→ **SOURCE RECORDS**:
PR #3041, opened 2021-06-09
Add config option to disable healthcheck

scarybot:
It appears that the rails proxy middleware is opening a dummy TCP connection to the webpack-dev-server upon every request, in order to test that it is still running. I think for many purposes this will be unneccessary, and we can introduce a configuration option to disable this behaviour. Removing this extra connection may reduce load and response times when using the webpack-dev-server, especially when working with large projects.

### DIFF
--- a/lib/install/config/webpacker.yml
+++ b/lib/install/config/webpacker.yml
@@ -37,6 +37,9 @@ development:
     compress: true
     # Note that apps that do not check the host are vulnerable to DNS rebinding attacks
     disable_host_check: true
+    # When this option is true, the rails proxy will assume that the dev server is always running.
+    # Otherwise, it will check connectivity by opening a test connection before every request.
+    disable_health_check: false
     # This option lets the browser open with your local IP
     use_local_ip: false
     # When enabled, nothing except the initial startup information will be written to the console.
@@ -44,9 +47,9 @@ development:
     quiet: false
     pretty: false
     headers:
-      'Access-Control-Allow-Origin': '*'
+      "Access-Control-Allow-Origin": "*"
     watch_options:
-      ignored: '**/node_modules/**'
+      ignored: "**/node_modules/**"
 
 test:
   <<: *default
--- a/lib/install/config/webpacker.yml
+++ b/lib/install/config/webpacker.yml
@@ -47,9 +47,9 @@ development:
     quiet: false
     pretty: false
     headers:
-      "Access-Control-Allow-Origin": "*"
+      'Access-Control-Allow-Origin': '*'
     watch_options:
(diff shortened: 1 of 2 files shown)


dhh:
Hey James. Do you have any stats or measurements on what performance boost you're seeing when you turn this off? I would think that TCP check would be near instant.

crawler:
@dhh i did measurements. And can provide them for you. But i came up with the different solution, a DevServerMonitor that does checks in the separate thread.
 
https://github.com/rails/webpacker/pull/3015/files#diff-c21b6aa9416a45bc8b0bf0398e0758ed3c4c3ec97c86c3f26ea932527e8a4798

crawler:
`puts Benchmark.measure { 10000.times { Webpacker.dev_server.running? } }`
`0.945449   3.024040   3.969489 (  7.010174)`

Looks like it takes almost no time: 0.0007010174s

IMHO the problem is that you can't avoid the dev server start or seamlessly handle it when it goes down without changing the configuration because then the timeout became the thing. But this is offtopic for this pr.

dhh:
I think the bar for introducing a configuration flag needs to be higher than shaving 0.0007s off per request, particularly in development mode! But if we uncover some other issue with this, happy to reconsider ✌️

dhh:
Ah, interesting. Do you have some stats on that setup? Just want to make sure we are curing something more than an aesthetic concept of whether these checks should be made or not.

dhh:
The other idea would be to simply memoize this for a set period of time. Even just 1s. So if you have 100 requests, it's still just 1 check per request.

crawler:
@dhh I had the iteration with memoization and it was working ok, but I ended up with the dev server listener, which can tell if the dev server is up or down even before the page is requested. But I don't know why this option is not taken in the count by you.

dhh:
You're talking about https://github.com/rails/webpacker/pull/3015/files#diff-c21b6aa9416a45bc8b0bf0398e0758ed3c4c3ec97c86c3f26ea932527e8a4798R1? That's just a massive amount of code to take on for this, which we're still trying to quantify how much of an issue it actually it is.

crawler:
@dhh. Yes, about that. I understand, please let me know when you will decide something.

crawler:
BTW i added some benchmarks https://github.com/rails/webpacker/pull/3015#issuecomment-863099263

dhh:
Right, need to set time aside to review that. Much larger PR than this.

crawler:
If required I can split it into independent parts. There are 3 of them.

crawler:
But that PR gives a whole view of performance improvement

→ **PROBLEM REQUIREMENTS**: Repeat the whole of the data above exactly as it appears.

→ **RESPONSE TO THE EXERCISE**:
PR #3041, opened 2021-06-09
Add config option to disable healthcheck

scarybot:
It appears that the rails proxy middleware is opening a dummy TCP connection to the webpack-dev-server upon every request, in order to test that it is still running. I think for many purposes this will be unneccessary, and we can introduce a configuration option to disable this behaviour. Removing this extra connection may reduce load and response times when using the webpack-dev-server, especially when working with large projects.

### DIFF
--- a/lib/install/config/webpacker.yml
+++ b/lib/install/config/webpacker.yml
@@ -37,6 +37,9 @@ development:
     compress: true
     # Note that apps that do not check the host are vulnerable to DNS rebinding attacks
     disable_host_check: true
+    # When this option is true, the rails proxy will assume that the dev server is always running.
+    # Otherwise, it will check connectivity by opening a test connection before every request.
+    disable_health_check: false
     # This option lets the browser open with your local IP
     use_local_ip: false
     # When enabled, nothing except the initial startup information will be written to the console.
@@ -44,9 +47,9 @@ development:
     quiet: false
     pretty: false
     headers:
-      'Access-Control-Allow-Origin': '*'
+      "Access-Control-Allow-Origin": "*"
     watch_options:
-      ignored: '**/node_modules/**'
+      ignored: "**/node_modules/**"
 
 test:
   <<: *default
--- a/lib/install/config/webpacker.yml
+++ b/lib/install/config/webpacker.yml
@@ -47,9 +47,9 @@ development:
     quiet: false
     pretty: false
     headers:
-      "Access-Control-Allow-Origin": "*"
+      'Access-Control-Allow-Origin': '*'
     watch_options:
(diff shortened: 1 of 2 files shown)


dhh:
Hey James. Do you have any stats or measurements on what performance boost you're seeing when you turn this off? I would think that TCP check would be near instant.

crawler:
@dhh i did measurements. And can provide them for you. But i came up with the different solution, a DevServerMonitor that does checks in the separate thread.
 
https://github.com/rails/webpacker/pull/3015/files#diff-c21b6aa9416a45bc8b0bf0398e0758ed3c4c3ec97c86c3f26ea932527e8a4798

crawler:
`puts Benchmark.measure { 10000.times { Webpacker.dev_server.running? } }`
`0.945449   3.024040   3.969489 (  7.010174)`

Looks like it takes almost no time: 0.0007010174s

IMHO the problem is that you can't avoid the dev server start or seamlessly handle it when it goes down without changing the configuration because then the timeout became the thing. But this is offtopic for this pr.

dhh:
I think the bar for introducing a configuration flag needs to be higher than shaving 0.0007s off per request, particularly in development mode! But if we uncover some other issue with this, happy to reconsider ✌️

dhh:
Ah, interesting. Do you have some stats on that setup? Just want to make sure we are curing something more than an aesthetic concept of whether these checks should be made or not.

dhh:
The other idea would be to simply memoize this for a set period of time. Even just 1s. So if you have 100 requests, it's still just 1 check per request.

crawler:
@dhh I had the iteration with memoization and it was working ok, but I ended up with the dev server listener, which can tell if the dev server is up or down even before the page is requested. But I don't know why this option is not taken in the count by you.

dhh:
You're talking about https://github.com/rails/webpacker/pull/3015/files#diff-c21b6aa9416a45bc8b0bf0398e0758ed3c4c3ec97c86c3f26ea932527e8a4798R1? That's just a massive amount of code to take on for this, which we're still trying to quantify how much of an issue it actually it is.

crawler:
@dhh. Yes, about that. I understand, please let me know when you will decide something.

crawler:
BTW i added some benchmarks https://github.com/rails/webpacker/pull/3015#issuecomment-863099263

dhh:
Right, need to set time aside to review that. Much larger PR than this.

crawler:
If required I can split it into independent parts. There are 3 of them.

crawler:
But that PR gives a whole view of performance improvement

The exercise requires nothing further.